L'autorité de Régulation Professionnelle de la Publicité (ARPP, ex-BVP) a rendu vendredi dernier son rapport "Publicité et Image de la personne humaine" à Madame la Ministre des Droits des Femmes, Najat Vallaud Belkacem. C'est pas triste : "réduction d'un sujet au statut d'objet sexuel", "représentation dégradante", "nudité sans rapport avec le produit", "stéréotypes" et "incitations à la violence" ont toujours cours sur les affiches et dans les spots promotionnels, et les femmes en prennent pour leur grade. C'est un triste fait, la pub aime le sexisme.
Pour moi qui exerce dans la communication depuis 14 ans et confesse (!) aimer ce métier passionnément, l'attirance de la pub pour les images caricaturales et volontiers dégradantes des femmes ne laisse d'être un mystère. Cela d'autant que j'ai croisé surtout des gens intelligents, cultivés et réfléchis dans le marketing & la comm. Si, si, promis!
Au départ, on te demande toujours d'être audacieux, novateur voire subversif...
C'est un secteur où la commande initiale consiste en général à demander aux créatifs de surprendre, d'être audacieux, voire subversif.
Pourtant, à l'arrivée, il n'y a rien de nouveau, d'étonnant, de culotté (!) et encore moins de subversif dans un slogan misogyne ou une image de femme à poil. C'est au contraire, le basique du basique, le banal du banal, le conservateur du conservateur.
Il se révolte quand le "café du coin" contre l'idée dégradée qu'on en a?
C'est le bouge du coin qui débarque au 22è étage de l'agence de publicité où rédacteurs et créatifs archi-diplômés et chèrement payés sont supposés cogiter. Non, en fait, ce n'est pas le bouge du coin qui s'invite à l'agence, c'est l'idée qu'on s'y fait de ce qui se raconte au zinc. C'est l'idée qu'on s'y fait de ce que la fameuse "ménagère de moins de cinquante ans" a envie qu'on lui raconte quand elle remplit son caddie. C'est l'idée qu'on s'y fait de l'opinion publique et des mobiles qui font ouvrir le porte-monnaie de l'acheteur-se.
Cette idée, je la trouve humiliante. Pas seulement pour la mannequin qui pose en petite tenue pour vendre du chocolat ni pour la jeune femme à peine pubère qui incarne un parfum forcément "eniiiiiivrant" et incontournablement "addiiiiiiictif". Je la trouve humiliante pour ses "cibles" (comme on dit dans le jargon), c'est à dire pour nous, hommes et femmes, consommateurs et consommatrices.

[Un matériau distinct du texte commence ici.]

PR #61440, opened 2022-10-03
Regional settings don't silently overwrite overlay

### LINKED ISSUE #60394: region_settings overwrites all previous region_overlays
### Describe the bug

If you load a mod with a region_overlay, and then load a mod with a region_settings, the region_overlay gets completely discarded.

### Steps to reproduce

Edit the "field" field in mods/DinoMod/regional_overlay.json to read `"field": { "chance": 1, "extras": { "mx_mass_grave_dino": 300000 } }`
Create a world where you add DinoMod first, and TropiCataclysm second
Boot up the world and notice there are no dino mass graves.
Create a world with TropiCataclysm first and DimoMod second
Boot up the world and notice there are dino mass graves on most every field tile.

### Expected behavior

The player should not have to manually manage load order in order to make sure the mods they're playing with works. Or if they do need to do so, they should be given some clues as to what order the mods have to be in.

region_overlays should probably be applied after all region_settings have finished being applied. (IMHO the preferred solution)
Alternatively, mods with a region_settings could be forced to load before mods with a region_overlay

### Screenshots

mass_grave

- OS: Windows
    - OS Version: 10.0.19042.1110 (20H2)
- Game Version: 630e438 [64-bit]
- Graphics Version: Tiles
- Game Language: English [en]
- Mods loaded: [
    Dark Days Ahead [dda],
    DinoMod [DinoMod],
    TropiCataclysm [tropicata]
]

### Additional context

_No response_

anothersimulacrum:
#### Summary
None

#### Purpose of change
Fixes https://github.com/CleverRaven/Cataclysm-DDA/issues/60394

#### Describe the solution
Track whether regional overlays have been loaded for a region, and when loading a region with that id (or any region, for "all" overlays), if any overlays have been loaded and we have not told the game to overwrite them, produce a debugmsg detailing the overlay id and what it has been loaded from.

This solution seems pretty clear and straightforward.

#### Testing
`tests/cata_test --mods=dda,DinoMod,tropicata '~*' ` produces an error,
`tests/cata_test --mods=dda,tropicata,DinoMod '~*' ` does not.
Load a game with dinomod and then tropicata loaded, receive an error. Exit that game without quitting the binary, and load a game with them loaded in the correct order, receive no error.

#### Additional context
This will likely cause lots of existing saves that have silently had mods loading in the wrong order to produce a message complaining about it.


PatrikLundell:
If this change results in a lot of reports for existing errors, is there a way to "repair" those saves? Getting spammed with "your save is damaged" reports with no way to recover is probably not going to be well received.

Ideally, the error report ought to indicate either how to repair a save or provide a reference to documentation that describes how to do it (in a way that most average players would be able to follow).

anothersimulacrum:
The way to do so it fix the loading order. I think you can do this from the main menu.

Light-Wave:
If all else fails, you can go to save/<world name>/mods.json and edit it to change the load order around.

anothersimulacrum:
TODO: Also add a feature suggesting mod ordering so that I can actually pass the all mods test :)

src/regional_settings.cpp
```diff
@@ -448,12 +451,19 @@ static void load_region_terrain_and_furniture_settings( const JsonObject &jo,
...
     regional_settings new_region;
     if( !jo.read( "id", new_region.id ) ) {
         jo.throw_error( "No 'id' field." );
     }
+    bool overwrite_overlays = false;
+    optional( jo, false, "overwrite_overlays", overwrite_overlays, false );
+    if( ( regions_applied_overlay.count( new_region.id ) != 0 || loaded_all_region_overlay ) &&
+        !overwrite_overlays ) {
+        debugmsg( "Region settings for region %s (from %s) is loaded after an overlay for this region has been applied!"
+                  " Adjust world mod load order to fix.", new_region.id, src );
```
ZhilkinSerg, line 465:
```suggestion
                  "  Adjust world mod load order to fix.", new_region.id, src );
```

LyleSY (approved):
I don't understand the code here, but the logic makes sense to me

anothersimulacrum:
Working on the UI. Not all the way there, and I ~~want~~need tests, but here's where we are.
Mods automatically update when selected to follow loading hints

Maleclypse:
Hi anothersimulacrum, it looks like some of the tests around region overlays fail on this Pr.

Nous voilà pris-es pour des crétin-es tellement peu capables de réfléchir qu'il nous faudrait de la bonne grosse blague simpliste et de l'image grossièrement caricaturale pour remarquer un produit, y projeter notre mode de vie et nous précipiter pour l'acheter? Mais qui a dit que c'est ce dont nous avons envie? Qui a décrété que nos désirs sont si peu subtils?
Et notre intelligence, on lui parle ou on lui parle pas?
Je suis une incorrigible optimiste, je veux croire que parler à l'intelligence des un-es et des autres est toujours plus intéressant et plus porteur que de miser sur les réflexes stéréotypés et sur les instincts primaires... Je veux croire encore que mes confrères et consoeurs ont eux aussi envie de mettre leur intelligence et leur réelle créativité en oeuvre quand ils ou elles font leur job.
Alors, on essaie quand de faire de la pub qui nous rend un peu mieux hommage, aux un-es et aux autres?